▶ [Exercise]: The answer is all of the data, repeated exactly.

Dataset entries:
- - -

PR #8118, opened 2017-01-06
also provide align functions for {, }, [ and ] under SPC x a

deb0ch:
This feature was requested by a user in the gitter channel ([January 6, 2017 6:32 PM](https://gitter.im/syl20bnr/spacemacs?at=586fd4b15ffdeea72314b947)), and it makes sense to have it.

Also, as @jredville suggested ([January 6, 2017 6:55 PM](https://gitter.im/syl20bnr/spacemacs?at=586fda0961e516c157902664)), it could be nice to have an align function reading a character to align by from the minibuffer.

I haven't had time to implement it today, just let me know if it could be useful and I'll implement it.

Cheers :smile_cat:

### DIFF
--- a/layers/+distributions/spacemacs-base/funcs.el
+++ b/layers/+distributions/spacemacs-base/funcs.el
@@ -772,6 +772,10 @@ the right."
 (spacemacs|create-align-repeat-x "bar" "|")
 (spacemacs|create-align-repeat-x "left-paren" "(")
 (spacemacs|create-align-repeat-x "right-paren" ")" t)
+(spacemacs|create-align-repeat-x "left-curly-brace" "{")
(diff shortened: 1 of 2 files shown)


deb0ch:
**Update:** aligning by regex is already available under `SPC x a r`. The thing is that nobody knows it (and uses it) because it is under the cryptic name `align-repeat`.

I think that it would be great to change the displayed name to `align-regex` or something like that.

I think that it would be good to also simplify the displayed name of the other aligning functions: `align-repeat` is not very descriptive and adds some *WTF* effect to the discovery of these bindings.

Last thing: I still haven't been able to figure out what `align` and `align-current` are supposed to do, even reading their docstring. How the hell do they work ? How can we make that clearer ?

syl20bnr:
Thank you ! 👍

- - -

▶ [Written solution]:
PR #8118, opened 2017-01-06
also provide align functions for {, }, [ and ] under SPC x a

deb0ch:
This feature was requested by a user in the gitter channel ([January 6, 2017 6:32 PM](https://gitter.im/syl20bnr/spacemacs?at=586fd4b15ffdeea72314b947)), and it makes sense to have it.

Also, as @jredville suggested ([January 6, 2017 6:55 PM](https://gitter.im/syl20bnr/spacemacs?at=586fda0961e516c157902664)), it could be nice to have an align function reading a character to align by from the minibuffer.

I haven't had time to implement it today, just let me know if it could be useful and I'll implement it.

Cheers :smile_cat:

### DIFF
--- a/layers/+distributions/spacemacs-base/funcs.el
+++ b/layers/+distributions/spacemacs-base/funcs.el
@@ -772,6 +772,10 @@ the right."
 (spacemacs|create-align-repeat-x "bar" "|")
 (spacemacs|create-align-repeat-x "left-paren" "(")
 (spacemacs|create-align-repeat-x "right-paren" ")" t)
+(spacemacs|create-align-repeat-x "left-curly-brace" "{")
(diff shortened: 1 of 2 files shown)


deb0ch:
**Update:** aligning by regex is already available under `SPC x a r`. The thing is that nobody knows it (and uses it) because it is under the cryptic name `align-repeat`.

I think that it would be great to change the displayed name to `align-regex` or something like that.

I think that it would be good to also simplify the displayed name of the other aligning functions: `align-repeat` is not very descriptive and adds some *WTF* effect to the discovery of these bindings.

Last thing: I still haven't been able to figure out what `align` and `align-current` are supposed to do, even reading their docstring. How the hell do they work ? How can we make that clearer ?

syl20bnr:
Thank you ! 👍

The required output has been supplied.